So sollen auch mit deutschen Unternehmen Inhalte für Kurse entwickelt werden. Außerdem möchte Thrun Fachwissen über selbstfahrende Autos an interessierte deutsche Hersteller vermitteln. "Es gibt einen Wahnsinns-Bedarf in der Industrie für Leute mit Wissen über selbstfahrende Autos."

Der in Solingen geborene Thrun führte in Kalifornien die Entwicklung des selbstfahrenden Autos Stanley an, das 2005 einen Wettbewerb der US-amerikanischen Militärtechnik-Agentur Darpa gewann und damit die Bewegung anstieß. Thrun baute danach die geheime Forschungsabteilung Google X auf und leitete mehrere Jahre lang das Projekt für autonome Fahrzeuge des Konzerns, bis er sich auf Udacity konzentrierte.

Udacity hat nach eigenen Angaben rund 4 Millionen Nutzer weltweit, darunter bereits einige tausend in Deutschland. Als Partner tritt hierzulande der Bertelsmann-Konzern auf.

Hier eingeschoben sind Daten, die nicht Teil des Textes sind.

PR #1714, opened 2024-05-13
chore: bring back local urls for development

hanspagel:
In #659 we’ve added the URLs of the deployed examples, but I’m missing the local URLs. I love how convenient it is to open a locally running example. 

So why don’t we add both? 😊


marclave (approved):
🕺

PR #1715, opened 2024-05-13
feat: api client modal size

antlio:
**Problem**
the recent update of the api client has reduced the size of the modal in an api reference which may lack covered space, especially in the case where the sidebar is open :

image
 

**Solution**
this pr is a proposal to increase the size of the api client modal, as seen below:

image


antlio:
closing this in favor of #1720

PR #1718, opened 2024-05-13
fix: color single security scheme

adjsky:
**Problem**
Currently, if `securitySchemes` is defined with a single scheme, uncolored security scheme will be displayed in the API client.

Before:

After:

**Explanation**
The issue is... the needed styles weren't applied to text if a single scheme is provided.

**Solution**
Put `.security-scheme-selector span` into a separate class, and use it for scheme labels.

### DIFF
--- a/.changeset/proud-boxes-punch.md
+++ b/.changeset/proud-boxes-punch.md
@@ -1,0 +1,5 @@
+---
+"@scalar/api-client": patch
+---
+
+fix: color single security scheme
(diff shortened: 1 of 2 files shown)


adjsky:
Oh... after opening PR I noticed that `CollapsibleSection` adds extra styles to any span inside options. Plans changed, so I abandoned the previous solution, and decided to put `.security-scheme-selector span` into a separate class, and use it for labels.

marclave (approved):
nice work @adjsky !!

PR #1721, opened 2024-05-13
feat: add more icons and utility

amritk:
- moved httpStatusCodes to `oas-utils`
- added a new size to scalar button
- change height and width to size for square items
- adjusted sizes in icon button + allow overwriting classes


marclave (approved):
good call :)

PR #1729, opened 2024-05-14
feat: hide operations with `x-internal: true`

hanspagel:
As requested in https://github.com/scalar/scalar/discussions/1728, this PR adds the ability to hide some operations with `x-internal: true`.

I’ve added an example to the `@scalar/api-reference` README. While I was on it, I’ve added examples for `x-displayName` and `x-tagGroup` aswell.

I was also able to remove handful of `@ts-expect error` comments.

### DIFF
--- a/.changeset/fuzzy-baboons-yell.md
+++ b/.changeset/fuzzy-baboons-yell.md
@@ -1,0 +1,5 @@
+---
+"@scalar/api-reference": patch
+---
+
+feat: hide operations with x-internal: true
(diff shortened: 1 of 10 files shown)


marclave (approved):
✨ tested and works GREAT, this one is a fantastic extension to add AND we have docs 🤤 

@hanspagel fantastic work as always ✨

mburumaxwell:
Is there a way to make this optional?

Issue #1716, opened 2024-05-13
Nuxt: Broken since 0.0.35


max06:
### What happens?

`The requested module '/_nuxt/@fs/workspaces/nimbus/node_modules/boolbase/index.js?v=c13543d7' does not provide an export named 'default'`

This did not break in 0.0.34.

### What did you expect to happen?

It should not break

### How can we reproduce the issue?

- Have a nuxt app (tested in 3.11.2).
- Install module as documented (and pin using `bun add @scalar/nuxt@0.0.35`)
- Start devserver and render random openapi schema
- Observe app failure

amritk:
Hello @max06 thanks for reporting the issue! We are on the case 🔍 . In the meanwhile, I think version `0.0.33` _should_ work.

max06:
Hey @amritk - thanks for the headsup!

0.0.34 is also working fine, just in case. Based on the commit history 0.0.35 looked like it could cause issues so I started testing at 0.0.34 - lucky hit 🍀

amritk:
hmm strange, because I found another issue in 0.0.34. Could be that the issue is only in dev

max06:
Good to know, I'll keep my eyes open! 🙇🏼

hanspagel:
On it! :)

0.34 gives me the following error:

```
500 The requested module '/_nuxt/node_modules/.pnpm/debug@4.3.4/node_modules/debug/src/browser.js?v=bd279dc8' does not provide an export named 'default'
```

PR #1730, opened 2024-05-14
chore: switch from rehype-prism to @shikijs/rehype

hanspagel:
> ⚠️ Don’t merge yet. WIP

We run into problems with the two prismjs versions we have (see #1716).

Actually, I think [shiki is the most modern syntax highlighting package](https://github.com/shikijs/shiki) (ESM yay) and it would be great to use it. And there’s a shiki editor, which could replace CodeMirror for us: https://shikicode.vercel.app/

Last time I tried it, it added 8 megabytes to the CDN build. But I think we can do better, so let’s try it again.

EDIT: Results are in:

```
dist/browser/standalone.js       10,252.92 kB
```

Let’s see what we can do. :)

### DIFF
--- a/packages/api-reference/package.json
+++ b/packages/api-reference/package.json
@@ -71,6 +71,7 @@
     "@scalar/use-modal": "workspace:*",
     "@scalar/use-toasts": "workspace:*",
     "@scalar/use-tooltip": "workspace:*",
+    "@shikijs/rehype": "^1.5.2",
     "@unhead/schema": "^1.9.5",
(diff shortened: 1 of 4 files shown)


amritk:
heyyy I saw this too when I was debugging this 😄 and was thinking we could check it out!

Val-istar-Guo:
shiki is better  😁

hanspagel:
Shiki is awesome, modern and powerful, but the core is 800kb already. I get it down to just that, but this is still too much to ship. No shiki for us. :(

Thrun startete das Lern-Portal zunächst als eine Art Online-Uni – auch als Alternative zur klassischen amerikanischen Hochschulausbildung mit den hohen Studiengebühren. Mit der Zeit habe man aber festgestellt, "der Hauptkunde von Udacity ist jemand, der sein Leben lang lernt". Thrun betonte, dass es "erstaunlich und toll" ist, dass die Hochschulbildung in Deutschland "kostenlos ist". Auch er habe davon profitiert. (mit Material der dpa) / (kbe)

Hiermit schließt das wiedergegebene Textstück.